Directions for this task -
Copy each line of the records below that mentions the word "wrong".

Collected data
PR #24094, opened 2017-09-25
Rewritten tab without jquery

alekitto:
Related to #23586

### DIFF
--- a/js/src/dom/selectorEngine.js
+++ b/js/src/dom/selectorEngine.js
@@ -1,3 +1,5 @@
+import Util from '../util'
+
 /**
  * --------------------------------------------------------------------------
  * Bootstrap (v4.0.0-beta): dom/selectorEngine.js
@@ -29,17 +31,13 @@ const SelectorEngine = (() => {
   if (!Element.prototype.closest) {
     fnClosest = (element, selector) => {
       let ancestor = element
-      if (!document.documentElement.contains(element)) {
-        return null
-      }
-
       do {
         if (fnMatches.call(ancestor, selector)) {
           return ancestor
         }
 
         ancestor = ancestor.parentElement
-      } while (ancestor !== null)
+      } while (ancestor !== null && ancestor.nodeType === Node.ELEMENT_NODE)
 
       return null
     }
@@ -50,12 +48,67 @@ const SelectorEngine = (() => {
     }
   }
 
+  const scopeSelectorRegex = /:scope\b/
+  const supportScopeQuery = (() => {
+    const element = document.createElement('div')
+    try {
+      element.querySelectorAll(':scope *')
+    } catch (e) {
+      return false
+    }
+
+    return true
+  })()
+
+  let findFn = null
+  let findOneFn = null
+  if (supportScopeQuery) {
+    findFn = Element.prototype.querySelectorAll
+    findOneFn = Element.prototype.querySelector
+  } else {
+    findFn = function (selector) {
+      if (!scopeSelectorRegex.test(selector)) {
+        return this.querySelectorAll(selector)
+      }
+
+      const hasId = Boolean(this.id)
+      if (!hasId) {
+        this.id = Util.getUID('scope')
+      }
+
+      let nodeList = null
+      try {
+        selector = selector.replace(scopeSelectorRegex, `#${this.id}`)
+        nodeList = this.querySelectorAll(selector)
+      } finally {
+        if (!hasId) {
+          this.removeAttribute('id')
+        }
+      }
+
+      return nodeList
+    }
+
+    findOneFn = function (selector) {
+      if (!scopeSelectorRegex.test(selector)) {
+        return this.querySelector(selector)
+      }
+
+      const matches = findFn.call(this, selector)
+      if (typeof matches[0] !== 'undefined') {
+        return matches[0]
+      }
+
+      return null
+    }
+  }
+
   return {
     matches(element, selector) {
       return fnMatches.call(element, selector)
     },
 
-    find(selector, element = document) {
+    find(selector, element = document.documentElement) {
       if (typeof selector !== 'string') {
         return null
       }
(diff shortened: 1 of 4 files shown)


js/src/dom/selectorEngine.js
```diff
@@ -50,12 +48,71 @@ const SelectorEngine = (() => {
...
+  } else {
+    findFn = function (selector) {
+      if (!scopeSelectorRegex.test(selector)) {
+        return this.querySelectorAll(selector)
+      }
+
+      const hasId = Boolean(this.id)
+      if (!hasId) {
+        // eslint-disable-next-line no-magic-numbers
+        this.id = `q${Math.floor(Math.random() * 9000000) + 1000000}`
```
Johann-S: Use `Util.getUID` (https://github.com/twbs/bootstrap/blob/v4-without-jquery/js/src/util.js#L51) instead of that

js/src/tab.js
```diff
@@ -46,10 +46,10 @@ const Tab = (() => {
     DROPDOWN              : '.dropdown',
     NAV_LIST_GROUP        : '.nav, .list-group',
     ACTIVE                : '.active',
-    ACTIVE_UL             : '> li > .active',
+    ACTIVE_UL             : ':scope > li > .active',
```
Johann-S: why did you changed that selector ?

alekitto: `> li > .active` is not a valid selector. Using with `querySelector/querySelectorAll` throws a `SyntaxError`.

Johann-S: yep so you should find `li` children and after that `.active` elements, no need here to implement `:scope`

alekitto: Sorry, can't understand. Are you suggesting not to use a selector? Or a double use of `.children`? In both cases it could be very slow

js/src/dom/selectorEngine.js
```diff
@@ -50,12 +48,70 @@ const SelectorEngine = (() => {
...
+          this.removeAttribute('id')
+        }
+      }
+
+      return nodeList
+    }
+  }
+
+  let findOneFn = null
+  if (supportScopeQuery) {
```
Johann-S: you should merge those two `if`

js/src/dom/selectorEngine.js
```diff
@@ -29,17 +31,13 @@ const SelectorEngine = (() => {
   if (!Element.prototype.closest) {
     fnClosest = (element, selector) => {
       let ancestor = element
-      if (!document.documentElement.contains(element)) {
```
Johann-S: this polyfill come from MDN, why did you change that ?

js/src/tab.js
Johann-S: Nope you're right that's better like that, sorry I didn't know `:scope` before your PR :smile:

js/src/dom/selectorEngine.js
```diff
@@ -64,21 +120,24 @@ const SelectorEngine = (() => {
...
+      return findFn.call(element, selector)
     },
 
-    findOne(selector, element = document) {
+    findOne(selector, element = document.documentElement) {
       if (typeof selector !== 'string') {
         return null
       }
 
-      let selectorType = 'querySelector'
```
Johann-S: Not a big fan of that, because if it's an ID you'll use `querySelectorAll` instead of `getElementById` which is faster

Johann-S (changes requested):

js/src/dom/selectorEngine.js
alekitto: Ok

js/src/dom/selectorEngine.js
alekitto: Tests are failing with that `if`. In any case, the DOM Standard specification (https://dom.spec.whatwg.org/#dom-element-closest) doesn't require the element to be a discendant of the `document` object

Johann-S: that's right but I don't see a use case where the element should be outside of the `document.documentElement` :thinking:

alekitto: Probably some tests don't add elements to the DOM before execution. If you prefer, I can revert this change and fix those tests.

Johann-S: No that's ok :+1:

js/src/dom/selectorEngine.js
alekitto: Multiple selector starting with `#` (ex: `#id > li, #id1 > .active`) will match and return a wrong result

alekitto: However, I think this is in the wrong PR, i've encountered an error on this while working on ScrollSpy 😅

alekitto: @Johann-S Should I revert this? Or fix testing the selector against a regex that excludes complex selectors?

js/src/tab.js
artemsky: :scope deprecated?) https://developer.mozilla.org/en-US/docs/Web/CSS/:scope

alekitto: Nothing indicates that `:scope` selector has been deprecated. It is part of the CSS Selectors Level 4 Working Draft. Some browsers have removed  the `scoped` style tag attribute, but the `:scope` pseudo-class is still supported and works correctly in CSS (works the same as `:root`) and in `querySelector/querySelectorAll`

js/src/dom/selectorEngine.js
Johann-S: Nope finally I think it's fine like this 👍

Johann-S:
@alekitto can you update your branch please ? 👍

alekitto:
@Johann-S done 👍

js/src/tab.js
```diff
@@ -171,54 +164,49 @@ const Tab = (($) => {
...
       }
 
-      $(element).addClass(ClassName.ACTIVE)
+      element.classList.add(ClassName.ACTIVE)
       if (element.getAttribute('role') === 'tab') {
         element.setAttribute('aria-selected', true)
       }
 
-      if (isTransitioning) {
+      if (isTransitioning || !active) {
```
Johann-S: It seems an unrelated change here 🤔 Maybe can you explain it ?

alekitto: This check was introduced to fix fading when no initial panel was active, but i've probably missed a test. I'll push it asap, but if you want to keep things separated, i can revert this check and submit a pr just for this case.

Johann-S: Is it an issue in our current `v4-dev` branch ?

alekitto: I’ve just tested it on the v4-dev, the issue is present in the visual test page

Johann-S: So I prefer if you can create a PR (which target `v4-dev`) to resolve that or if you can create an issue which describe that

alekitto: Correct. I've pushed a PR to explain and resolve the issue on `v4-dev` branch

alekitto: I've reverted this change for this PR, as it is not related

Johann-S (approved):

Solved exercise -
alekitto: Multiple selector starting with `#` (ex: `#id > li, #id1 > .active`) will match and return a wrong result
alekitto: However, I think this is in the wrong PR, i've encountered an error on this while working on ScrollSpy 😅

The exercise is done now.